TASK ITEM:
What is the count of lines in the listing below that hold the string "Would"? Reply with that number alone.

INPUT RECORDS:
PR #3, opened 2020-01-07
backend: add `/logs` API for searching logs

Deardrops:
This PR add a new API `/api/logs` for Dashboard backend.
For all available APIs, please run 
```
SWAGGER=1 make server && ./bin/tidb-dashboard
```
and visit API documents generated by swagger:
http://127.0.0.1:12333/dashboard/api/swagger/index.html

Changes:
- [x] Add [gorm](gorm.io/) package
- [x] Add comments for swagger


pkg/apiserver/apiserver.go
```diff
@@ -19,6 +19,7 @@ import (
 	"github.com/gin-contrib/cors"
 	"github.com/gin-gonic/gin"
 	"github.com/pingcap-incubator/tidb-dashboard/pkg/apiserver/foo"
+	"github.com/pingcap-incubator/tidb-dashboard/pkg/apiserver/logs"
```
baurine: It seems the logs.go file is missed.

Deardrops: yes... thanks for mention

lonng:
Do you mean the client should fetch logs of different components or instances individually? and sort them by time in the client?

breeswish:
@lonng This is a POC implementation. I have sent you a formal design.

.gitignore
```diff
@@ -54,3 +54,5 @@ fabric.properties
 
 # Android studio 3.1+ serialized cache file
 .idea/caches/build_file_checksums.ser
+
+sqlite.db
```
breeswish: Prefer to call it `dashboard.sqlite.db` so that it can be recognized easily when integrated into PD.

pkg/apiserver/logs/handler.go
```diff
@@ -0,0 +1,161 @@
...
+	err := controller.stopTaskGroup(taskGroupID, false)
+	if err != nil {
+		c.String(http.StatusBadRequest, err.Error())
+		return
+	}
+	c.String(http.StatusOK, "")
+}
+
+func (s *Service) cancelTaskHandler(c *gin.Context) {
+	taskID := c.Query("taskID")
```
breeswish: Prefer to follow RESTful APIs.

pkg/apiserver/logs/handler.go
```diff
@@ -0,0 +1,161 @@
...
+	taskGroupID := controller.AddTaskGroup(args)
+	err := controller.RunTaskGroup(taskGroupID)
+	if err != nil {
+		c.String(http.StatusInternalServerError, err.Error())
+		return
+	}
+	c.String(http.StatusOK, taskGroupID)
+}
+
+func (s *Service) listAllTasksHandler(c *gin.Context) {
```
breeswish: Please make sure to add necessary comments according to https://github.com/swaggo/swag so that all APIs are available in our Swagger UI (so that it will be also available in our JavaScript side).

pkg/apiserver/logs/controller.go
```diff
@@ -0,0 +1,184 @@
...
+	"io"
+	"net/http"
+	"os"
+	"path"
+)
+
+var controller *Controller
+
+func init() {
+	controller = NewController("./sqlite.db")
```
breeswish: - we may need this sqlite instance across multiple controllers. please move it to global. (maybe consider introducing some standard MVC framework?)
- prefer to put it behind our `config.DataDir`

pkg/apiserver/logs/handler.go
```diff
@@ -0,0 +1,161 @@
...
+
+type Service struct {
+	config *config.Config
+}
+
+func NewService(config *config.Config) *Service {
+	return &Service{config: config}
+}
+
+func (s *Service) Register(r *gin.RouterGroup) {
```
mapleFU: Would you mind following the Rest Api? Using "GET" everywhere is confused...

pkg/apiserver/logs/db.go
```diff
@@ -0,0 +1,157 @@
...
+//
+//     http://www.apache.org/licenses/LICENSE-2.0
+//
+// Unless required by applicable law or agreed to in writing, software
+// distributed under the License is distributed on an "AS IS" BASIS,
+// See the License for the specific language governing permissions and
+// limitations under the License.
+
+package logs
+
```
mapleFU: Would you mind change SQL keyword to upper case?

pkg/apiserver/logsearch/minheap.go
```diff
@@ -0,0 +1,102 @@
+package logsearch
```
wjhuang2016: License？

Deardrops: I forgot it, thanks~

scripts/generate_swagger_spec.sh
```diff
@@ -19,3 +19,5 @@ go install github.com/swaggo/swag/cmd/swag
 
 echo "+ Generate swagger spec"
 swag init -g cmd/tidb-dashboard/main.go
+go mod vendor
+swag init --parseVendor -g cmd/tidb-dashboard/main.go
```
Deardrops: In issue swaggo/swag#567, We cannot parse struct correctly in external packages without `--parseVendor` flag.
So we change the commands here:
1. Swag generates `docs/docs.go` file, but without the JSON field related to external packages.
2. Enable `go vendor` for this package
3. Swag regenerates `docs/docs.go` file.

breeswish: Can we remove line 21?

pkg/apiserver/logsearch/models.go
```diff
@@ -0,0 +1,141 @@
...
+	gorm.Model `json:"-"`
+	TaskID     string                    `json:"task_id"`
+	Message    *diagnosticspb.LogMessage `json:"message" gorm:"embedded"`
+}
+
+type DBClient struct {
+	db *store.DB
+}
+
+var dbClient DBClient
```
breeswish: prefer not to use a global db client.

pkg/apiserver/logsearch/models.go
```diff
@@ -0,0 +1,141 @@
...
+// limitations under the License.
+
+package logsearch
+
+import (
+	"database/sql/driver"
+	"encoding/json"
+
+	"github.com/jinzhu/gorm"
+	_ "github.com/jinzhu/gorm/dialects/sqlite"
```
breeswish: this can be removed now

pkg/apiserver/logsearch/models.go
```diff
@@ -0,0 +1,141 @@
...
+//
+// Unless required by applicable law or agreed to in writing, software
+// distributed under the License is distributed on an "AS IS" BASIS,
+// See the License for the specific language governing permissions and
+// limitations under the License.
+
+package logsearch
+
+import (
+	"database/sql/driver"
```
breeswish: maybe not useful anymore?

pkg/apiserver/logsearch/models.go
```diff
@@ -0,0 +1,141 @@
...
+	d.db.Create(&preview)
+}
+
+func (d *DBClient) cleanPreview(taskID string) error {
+	return d.db.Delete(PreviewModel{}, "task_id = ?", taskID).Error
+}
+
+func (d *DBClient) cleanTask(taskID string) error {
+	return d.db.Delete(TaskModel{}, "task_id = ?", taskID).Error
+}
```
breeswish: I prefer to simply call inner methods directly, i.e. without introducing this abstraction, since the inner methods are already readable and simple enough.

pkg/apiserver/logsearch/error.go
```diff
@@ -0,0 +1,31 @@
...
+// distributed under the License is distributed on an "AS IS" BASIS,
+// See the License for the specific language governing permissions and
+// limitations under the License.
+
+package logsearch
+
+import "github.com/gin-gonic/gin"
+
+// NewError example
+func NewError(ctx *gin.Context, status int, err error) {
```
breeswish: Maybe better to put it outside `logsearch` so that other services can use it as well.

pkg/apiserver/apiserver.go
```diff
@@ -32,13 +34,16 @@ func Handler(apiPrefix string, config *config.Config) http.Handler {
 		gin.SetMode(gin.ReleaseMode)
 	})
 
+	db := store.NewDB(config)
```
breeswish: Forgot to merge master?

pkg/apiserver/logsearch/models.go
Deardrops: No it's used by [a function](https://github.com/pingcap-incubator/tidb-dashboard/pull/3/files#diff-9d74faa65ca1eeddd99f6ff22525a913R40).

scripts/generate_swagger_spec.sh
Deardrops: No, it will cause the 3rd step panic, this panic is a bug inner swaggo.

pkg/apiserver/logsearch/task.go
```diff
@@ -0,0 +1,222 @@
...
+		if err != nil {
+			t.Error = err.Error()
+			return
+		}
+	}
+}
+
+func toLine(msg *diagnosticspb.LogMessage) string {
+	timeStr := time.Unix(0, msg.Time*int64(time.Millisecond)).Format(sysutil.TimeStampLayout)
+	return fmt.Sprintf("[%s] [%s] %s\n", timeStr, diagnosticspb.LogLevel_name[int32(msg.Level)], msg.Message)
```
lonng: It's better to use `msg.Level.String()` to replace the `diagnosticspb.LogLevel_name[int32(msg.Level)]`.

pkg/apiserver/logsearch/router.go
```diff
@@ -0,0 +1,357 @@
...
+	}
+	var components = []*Component{
+		{
+			ServerType: "tidb",
+			IP:         "127.0.0.1",
+			Port:       "4000",
+			StatusPort: "10080",
+		},
+	}
+	taskGroupID := scheduler.addTasks(components, searchLogReq)
```
lonng: Does a single search request contain multiple tasks?

Deardrops: Yes, a request will start a `taskGroup`, and it will start multiple tasks (one component per task).

pkg/apiserver/logsearch/router.go
```diff
@@ -0,0 +1,353 @@
...
+// @Summary Create a task group
+// @Description create and run a task group
+// @Produce json
+// @Success 200 {object} httputil.HTTPSuccess
+// @Failure 400 {object} httputil.HTTPError
+// @Failure 500 {object} httputil.HTTPError
+// @Router /logs/taskgroups [post]
+func (s *Service) TaskGroupCreate(c *gin.Context) {
+	// TODO: using parameters provided by client
+	endTime := time.Now().UnixNano() / int64(time.Millisecond)
```
breeswish: need to use actual request parameters now. Maybe you can simply accept a json object.

pkg/apiserver/logsearch/router.go
```diff
@@ -0,0 +1,353 @@
...
+	}
+	var components = []*Component{
+		{
+			ServerType: "tidb",
+			IP:         "127.0.0.1",
+			Port:       "4000",
+			StatusPort: "10080",
+		},
+	}
+	if s.scheduler.taskGroup != nil && s.scheduler.taskGroup.State == StateRunning {
```
breeswish: why do we need to limit this? there might be multiple pages starting a search task.

pkg/apiserver/logsearch/router.go
```diff
@@ -0,0 +1,353 @@
...
+	endpoint.DELETE("/taskgroups/:id", s.TaskGroupDelete)
+}
+
+// @Summary List all tasks
+// @Description list all log search tasks
+// @Produce json
+// @Success 200 {array} TaskModel
+// @Failure 400 {object} httputil.HTTPError
+// @Router /logs/tasks [get]
+func (s *Service) TaskGetList(c *gin.Context) {
```
breeswish: Prefer to put verb first, like `ListTasks`.

pkg/apiserver/logsearch/router.go
```diff
@@ -0,0 +1,353 @@
...
+// @Description preview fetched logs in a task by providing task ID
+// @Produce json
+// @Param id path string true "task id"
+// @Success 200 {array} PreviewModel
+// @Failure 400 {object} httputil.HTTPError
+// @Router /logs/tasks/{id}/preview [get]
+func (s *Service) TaskPreview(c *gin.Context) {
+	taskID := c.Param("id")
+	var lines []PreviewModel
+	err := s.db.Where("task_id = ?", taskID).Find(&lines).Error
```
breeswish: Maybe need to add order by?

pkg/apiserver/logsearch/models.go
```diff
@@ -0,0 +1,117 @@
...
+	State   TaskState         `json:"state"`
+}
+
+func (TaskGroupModel) TableName() string {
+	return "log_search_task_groups"
+}
+
+type PreviewModel struct {
+	ID          uint                   `json:"-" grom:"primary_key"`
+	TaskID      string                 `json:"task_id" gorm:"index;type:char(36)"`
```
breeswish: how about using simple auto increment int?

pkg/apiserver/logsearch/router.go
```diff
@@ -0,0 +1,353 @@
...
+		return
+	}
+	_, err = io.Copy(c.Writer, f)
+	if err != nil {
+		httputil.NewError(c, http.StatusInternalServerError, err)
+		return
+	}
+}
+
+func (s *Service) queryTaskByID(taskID string) (task TaskModel, err error) {
```
breeswish: If you use int ID then no need for this function

pkg/apiserver/logsearch/router.go
```diff
@@ -0,0 +1,353 @@
...
+	if err != nil {
+		httputil.NewError(c, http.StatusBadRequest, err)
+		return
+	}
+	f, err := os.Open(task.SavedPath)
+	if err != nil {
+		httputil.NewError(c, http.StatusInternalServerError, err)
+		return
+	}
+	_, err = io.Copy(c.Writer, f)
```
breeswish: Prefer to follow https://github.com/gin-gonic/gin#serving-data-from-reader . Also we'd better specify content-type and file name so that user is more easy to download.

pkg/apiserver/logsearch/router.go
```diff
@@ -0,0 +1,353 @@
...
+	tasks := make([]*TaskModel, 0, len(ids))
+	for _, taskID := range ids {
+		task, err := s.queryTaskByID(taskID)
+		if err != nil {
+			httputil.NewError(c, http.StatusBadRequest, err)
+			return
+		}
+		tasks = append(tasks, &task)
+	}
+	err := dumpLogs(tasks, c.Writer)
```
breeswish: maybe call it packLogsAsTarball is better

pkg/apiserver/logsearch/router.go
```diff
@@ -0,0 +1,353 @@
...
+	if err != nil {
+		return err
+	}
+
+	_, err = io.Copy(tw, f)
+	if err != nil {
+		return err
+	}
+	return nil
+}
```
breeswish: Prefer to put inside another file.

pkg/apiserver/logsearch/router.go
```diff
@@ -0,0 +1,353 @@
...
+
+// @Summary Retry failed tasks
+// @Description retry tasks that has been failed
+// @Produce json
+// @Success 200 {object} httputil.HTTPSuccess
+// @Failure 500 {object} httputil.HTTPError
+// @Router /logs/tasks/retry [post]
+func (s *Service) TaskRetry(c *gin.Context) {
+	err := s.scheduler.runTaskGroup(true)
```
breeswish: TaskGroupId should be specified in order to correctly work in multi-user env later.

pkg/apiserver/logsearch/models.go
Deardrops: It will increase code complexity

PR #12, opened 2020-01-16
refactor: replace semantic-ui-react components by antd

baurine:
Final result:

WX20200116-163843@2x

### DIFF
--- a/ui/src/apps/keyvis/RootComponent.less
+++ b/ui/src/apps/keyvis/RootComponent.less
@@ -1,3 +1,5 @@
+@import '~antd/es/style/themes/default.less';
+
 .PD-KeyVis {
   // font-family: 'Poppins';
   font-size: 14px;
@@ -44,13 +46,6 @@
 
     .space {
       width: 12px;
-    }
-
-    .select-icon {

ANSWER BELOW:
2